Osteoarthritis-induced arthralgia is a common cause of morbidity in both men and women worldwide. AR7 Joint Complex is a nutritional supplement containing various ingredients including sternum collagen II and methylsulfonylmethane. The product has been marketed in United States for over a decade, but clinical data measuring the effectiveness of this supplement in relieving arthralgia is lacking. The goal of this study was to determine the effect of AR7 Joint Complex on osteoarthritis.
A total of 100 patients over the age of 50 who had osteoarthritis were recruited to the double-blind study and randomly assigned into either treatment or placebo control groups. The patients in the treatment group were given AR7 Joint Complex orally, 1 capsule daily for 12 weeks, while the patients in the control group were given a placebo for the same period of time. Prior to and at the end of the study, data including Quality of Life questionnaires (SF-36), visual analog scales (1 to 100 mm), and X-rays of affected joints were collected.

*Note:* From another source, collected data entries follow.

Issue #17, opened 2020-07-23
Set up PR check to make sure no changes are merged which need go mod tidy


sleshchenko:
It's pretty easy to forget to do `go mod tidy` after you change go.mod.
If we set up PR check that will do `go mod tidy` and check if not changes are made in go.sum
then we make sure that go.sum has actual state after each PR.

sleshchenko:
P.S. `go fmt -x ./...` could be performed as well to make sure that code does not need formatting.

PR #20, opened 2020-07-23
Adding git actions

### LINKED ISSUE #11: Setup Travis CI to validate PRs
A minimum " go build ... " would be a good starting point

ranakan19:
added GitActions to do the following:
- get dependencies
- check build
- run tests
- check format
- check go mod status

Closes #11 and #17

### DIFF
--- a/.github/workflows/go.yml
+++ b/.github/workflows/go.yml
@@ -1,0 +1,54 @@
+name: Go
+
+on:
+  push:
+    branches: [ master ]
+  pull_request:
+    branches: [ master ]
+
+jobs:
+
+  build:
+    name: Build
+    runs-on: ubuntu-latest
+    steps:
+
+    - name: Set up Go 1.x
+      uses: actions/setup-go@v2
+      with:
+        go-version: ^1.13
+      id: go
+
+    - name: Check out code into the Go module directory
+      uses: actions/checkout@v2
+
+    - name: Get dependencies
+      run: |
+        go get -v -t -d ./...
+        if [ -f Gopkg.toml ]; then
+            curl https://raw.githubusercontent.com/golang/dep/master/install.sh | sh
+            dep ensure
+        fi
+
+    - name: Build main
+      run: go build main.go
+
+    - name: Run Go Tests
+      run: go test ./...
+    
+    - name: Check format
+      run: |
+        go fmt -x ./...
+        if [[ ! -z $(git status -s) ]]
+        then
+          echo "not well formatted sources are found"
+          exit 1
+        fi
+    - name: Check go mod status
+      run: |
+        go mod tidy
+        if [[ ! -z $(git status -s) ]]
+        then
+          echo "Go mod state is not clean"
+          exit 1
+        fi
--- a/.github/workflows/go.yml
+++ b/.github/workflows/go.yml
@@ -22,13 +22,6 @@ jobs:
     - name: Check out code into the Go module directory
       uses: actions/checkout@v2
 
-    - name: Build main
-      run: go build main.go
-    
-    # Commenting tests untill tests are fixed, mentioned in Issue#18
-    #- name: Run Go Tests
-    #  run: go test ./...
-
     - name: Check go mod status
       run: |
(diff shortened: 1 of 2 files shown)


.github/workflows/go.yml
```diff
@@ -0,0 +1,54 @@
...
+
+    - name: Check out code into the Go module directory
+      uses: actions/checkout@v2
+
+    - name: Get dependencies
+      run: |
+        go get -v -t -d ./...
+        if [ -f Gopkg.toml ]; then
+            curl https://raw.githubusercontent.com/golang/dep/master/install.sh | sh
+            dep ensure
```
sleshchenko, line 30: As far as I see that project uses go modules but not `go dep`... Could you elaborate on why then it's here?

.github/workflows/go.yml
```diff
@@ -0,0 +1,54 @@
...
+        fi
+
+    - name: Build main
+      run: go build main.go
+
+    - name: Run Go Tests
```
sleshchenko, line 36: Tests are currently broker and I think it's better to disable that action until they are not fixed in https://github.com/devfile/parser/issues/18
```suggestion
      # tests are disabled since the are broken
      # will be fixed in https://github.com/devfile/parser/issues/18
    - if: false
      name: Run Go Tests
```

.github/workflows/go.yml
```diff
@@ -0,0 +1,54 @@
...
+      run: go test ./...
+    
+    - name: Check format
```
sleshchenko, line 39: It's not obvious but as far as I see now - it's better to check go.sum first and them `go fmt` because `go fmt` could also add missing dependencies to go.sum. See https://github.com/devfile/parser/runs/905595388?check_suite_focus=true

wtam2018:
> parser (binary file) got committed. Perhaps, we can create GiHub Actions to check for binary files
Add "parser" to .gitingore should be good enough.

sleshchenko:
> Add "parser" to .gitingore should be good enough.

The question: how that binary was built? If it's needed to manually type a command and specify binary name - anyone are free to name binary as they wish.
If we want to name binary named like parser, or devfile-parser (may be precise a bit) then we can set up Makefile rule to compile with binary with a standardized name which is in gitignore. But it's a bit out of the scope of the current PR.

.github/workflows/go.yml
ranakan19: Agreed

.github/workflows/go.yml
wtam2018: It is probably because it is in the default go workflow action.  It shouldn't harm anything.  Though.

sleshchenko: Agree that it shouldn't harm anything because it even checks if Gopkg.toml exist which does not in our case. So, it's a bit redundant and I would vote for removing if there is no reasons to keep it.

wtam2018: I am fine with removing it.

wtam2018:
> > Add "parser" to .gitingore should be good enough.
> 
> The question: how that binary was built? If it's needed to manually type a command and specify binary name - anyone is free to name binary as they wish.
> If we want to name binary named like parser, or devfile-parser (may be precise a bit) then we can set up Makefile rule to compile with binary with a standardized name which is in gitignore. But it's a bit out of the scope of the current PR.

`go build` will do it.   It looks like it the name is picked up from the go module name.

.github/workflows/go.yml
wtam2018: +1 I ran into that as well.

.github/workflows/go.yml
ranakan19: I'm fine removing it as well, kept it as it was default suggestion for a github action for go.
Removed it in 9fb6014

.github/workflows/go.yml
ranakan19: commented test target in [9fb6014](https://github.com/devfile/parser/pull/20/commits/9fb6014609641dc7e3303be4795b04b3ece55289)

A total of 89 patients completed the study: 44 from the treatment group and 45 from the control group. No significant change in X-ray results was found in either group after the study. However, there was a significant decrease in patients complaining of arthralgia and tenderness (P < 0.01) in the treatment group and there was also a significant difference between the treatment and control groups at the end of the study. In addition, for Quality of Life data, the body pain index (BP) in the treatment group was significantly improved (P < 0.05) compared to the control group. No significant toxicity was noted in either group.
AR7 Joint Complex appears to have short-term effects in relieving pain in patients with osteoarthritis. Whether such an effect is long-lasting remains to be seen.
Osteoarthritis (OA), or degenerative joint disease, is the most common form of arthritis and affects almost all joints, especially weight-bearing joints . It affects both men and women of all races . Its prevalence increases with age and is almost universal in individuals over the age of 75. In essence, it is a degenerative disease related to aging. Clinically, OA is characterized by progressive deterioration and loss of articular cartilage accompanied by proliferation of new bone and soft tissue in and around the involved joint . Symptoms include joint pain, swelling, stiffness, and crepitus. The pain usually begins insidiously, in the form of a deep, aching, poorly localized pain occurring with the use of the involved joint and relieved by rest. Stiffness occurs in the morning and after periods of inactivity. Crepitus may occur with joint movement due to loss of cartilage. The most common clinical findings in physical examinations include the formation of Heberden's nodes (enlarged dorsomedial and lateral aspects of the distal interphalangeal joint) in the early stage and osteophytes, as well as severe deformity accompanied by joint sclerosis at a later stage .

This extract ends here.